# Material to process:
PR #10507, opened 2026-09-02
curate: Add Spondyloepimetaphyseal Dysplasia Short Limb Abnormal Calcification Syndrome (MONDO:0010077, DDR2)

### LINKED ISSUE #10505: Curate spondyloepimetaphyseal dysplasia-short limb-abnormal calcification syndrome (MONDO:0010077)
Curate a dismech entry for **spondyloepimetaphyseal dysplasia-short limb-abnormal calcification syndrome** ([MONDO:0010077](https://monarchinitiative.org/MONDO:0010077)) — an autosomal recessive skeletal dysplasia (SEMD-SL/AC, Borochowitz–Cormier-Daire type) caused by biallelic loss-of-function variants in *DDR2*, the collagen-activated receptor tyrosine kinase that regulates chondrocyte proliferation and matrix remodelling.

Preliminary read: this looks like a single disease. One gene (`hgnc:2731` DDR2), no MONDO descendants. Worth flagging for the reviewer: `Warburg_Cinotti_Syndrome` is already curated and is also DDR2, but it is the mirror-image allelic disorder — dominant *gain*-of-function (ligand-independent constitutive kinase activation) versus the recessive *loss*-of-function here. Same gene, opposite functional impact, different phenotype, so two entries rather than one, and this is a good worked pair for `functional_impact_category`.

Stub: `stubs/Spondyloepimetaphyseal_Dysplasia-short_Limb-abnormal_Calcification_Syndrome.yaml`

aleixpuigb:
New disorder entry for SMED-SL/AC, the autosomal recessive skeletal dysplasia caused by biallelic loss-of-function variants in *DDR2* (OMIM #271665). Children have short-limbed disproportionate short stature, platyspondyly, abnormal metaphyses and epiphyses, and the premature calcification that gives the disorder its name.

# Problem statement:
Filter the records above for "caused" and copy every matching line.

# Result of this exercise:
Curate a dismech entry for **spondyloepimetaphyseal dysplasia-short limb-abnormal calcification syndrome** ([MONDO:0010077](https://monarchinitiative.org/MONDO:0010077)) — an autosomal recessive skeletal dysplasia (SEMD-SL/AC, Borochowitz–Cormier-Daire type) caused by biallelic loss-of-function variants in *DDR2*, the collagen-activated receptor tyrosine kinase that regulates chondrocyte proliferation and matrix remodelling.
New disorder entry for SMED-SL/AC, the autosomal recessive skeletal dysplasia caused by biallelic loss-of-function variants in *DDR2* (OMIM #271665). Children have short-limbed disproportionate short stature, platyspondyly, abnormal metaphyses and epiphyses, and the premature calcification that gives the disorder its name.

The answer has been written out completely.